After earning both his bachelor’s and master’s degrees in engineering from the University of Missouri — sensitive to the Kansas University community, he suggests maybe his alma mater be referred to as a “school out-of-state” — Jepson served in Vietnam in the Navy Construction Battalion before joining List & Clark, the construction company awarded a portion of the $55 million contract for the project.

It was a pretty big undertaking for the then 27-year-old Jepson.

“It was exciting,” he said of the biggest project of his career to that point.

For sometimes seven days a week, Jepson and the crew worked 10-hour day and night shifts.

In four years, there were bound to be some pitfalls, sometimes blamed on Mother Nature.

While workers spent their summer days toiling in the Kansas heat with little shade, it was the rain that would hold up construction.

“You’d get all psyched up, and then the rain would come,” making the grounds a muddy mess, Jepson said.

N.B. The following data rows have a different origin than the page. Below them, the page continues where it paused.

PR #1115, opened 2021-04-09
Et 3174 icon size

ellajay:
## Screenshot / video

image

## What does this do?

Updates the `Info`, `Cross` and `Warning` Icons to use more recent svgs. 
Minor adjustments to the `Row` component, including padding, grid-gap and conditional sizing of `iconLeft` depending on the screen width.


CHANGELOG.md
```diff
@@ -1,13 +1,19 @@
-## [0.60.0] - 2020-04-07
+## [0.60.1] - 2021-04-09
+### Updated
```
fleonard, line 2: If we follow `keepachangelog` format this can either be Added/Removed/Changed/Fixed so in this case I suppose can all go under Changed

fleonard (changes requested):

fleonard (approved):

PR #1239, opened 2021-06-14
Removed Figma workflow

fleonard:
I tested it a couple of times and doesn't seem to work at all.
Since it's not maintained anymore there's no point to insist with it, I'll find another way to do it.


ellajay (approved):

habin-isa (approved):
What a shame! :shipit:

PR #1272, opened 2021-07-02
Add modal classname

ellajay:
## What does this do?

Adds a `containerClass` to the Modal container so that styles are extendable via `className`


habin-isa (approved):
:shipit:

fleonard (approved):

PR #1327, opened 2021-07-29
Generate icons from figma

fleonard:
## Screenshot / video

Just a snipped of some of the new icons

Screenshot 2021-07-29 at 12 02 29

## What does this do?

I've created a node script to generate a map of all the icons that we can export from Figma and use that map to generate the Icon component. Functionality of the component won't change, we still use the same props as before but all the icons has been resized in Figma so we need to think of a way to release this because it might break some things.

I'll run through this PR and the script to export the icons from Figma in the next FE guild


src/assets/icons/iconMap.js
```diff
@@ -0,0 +1,349 @@
+import { ReactComponent as Aa } from './aa.svg'
+import { ReactComponent as AccountBreakdown } from './account-breakdown.svg'
+import { ReactComponent as AccountMlp } from './account-mlp.svg'
+import { ReactComponent as ActivityClipboard } from './activity-clipboard.svg'
+import { ReactComponent as AddOns } from './add-ons.svg'
+import { ReactComponent as Addons } from './addons.svg'
```
ellajay, line 6: What's the difference between these two different svgs?

src/assets/icons/iconMap.js
```diff
@@ -0,0 +1,349 @@
...
+import { ReactComponent as Fire } from './fire.svg'
+import { ReactComponent as Flag } from './flag.svg'
+import { ReactComponent as Folder } from './folder.svg'
+import { ReactComponent as FraudAlert } from './fraud-alert.svg'
+import { ReactComponent as Fuel } from './fuel.svg'
+import { ReactComponent as Globe } from './globe.svg'
+import { ReactComponent as GooglePlayBadge } from './google-play-badge.svg'
+import { ReactComponent as Gpay } from './gpay.svg'
+import { ReactComponent as HelpAboutus } from './help-aboutus.svg'
+import { ReactComponent as HelpBuypolicy } from './help-buypolicy.svg'
```
ellajay, line 74: Very minor but should this be `HelpBuyPolicy` in line with the format of `HelpManagePolicy` below?

src/assets/icons/iconMap.js
```diff
@@ -0,0 +1,349 @@
...
+import { ReactComponent as HelpCenter } from './help-center.svg'
+import { ReactComponent as HelpIdcheck } from './help-idcheck.svg'
```
ellajay, line 76: Same here - should this be `HelpIdCheck`?

ellajay (approved):

src/assets/icons/iconMap.js
fleonard: Apparently one has some pink and the other doesn't 😁

src/assets/icons/iconMap.js
fleonard: This is all generated by the script based on the component names we have on Figma so the PascalCase convert based on where the hyphen is. It doesn't matter that much considering that the name we need to use is the one in Figma anyway

src/assets/icons/iconMap.js
ellajay: Good to know!

trcywu (approved):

But the biggest snag in the massive project was the national oil shortage in 1973.

“All of a sudden, we ran out of fuel,” he said.

The crew worked through the issues and waited out the fuel crisis. They finished in 1976, though it’d be another few years before the lake was filled with water and ready for use.

Since then, Jepson — who lives in Olathe and has been back to visit Clinton Lake a handful of times — has had a successful career, rising to leadership positions in List & Clark, retiring when the business closed in 2008. But in many of the other big projects he’s worked on over the years, Jepson said he’s dropped in and out at various points of the work.

Jepson said being there for the entirety of the Clinton Lake project gave him a sense of accomplishment.

“I got to see a project through from beginning to end,” he said.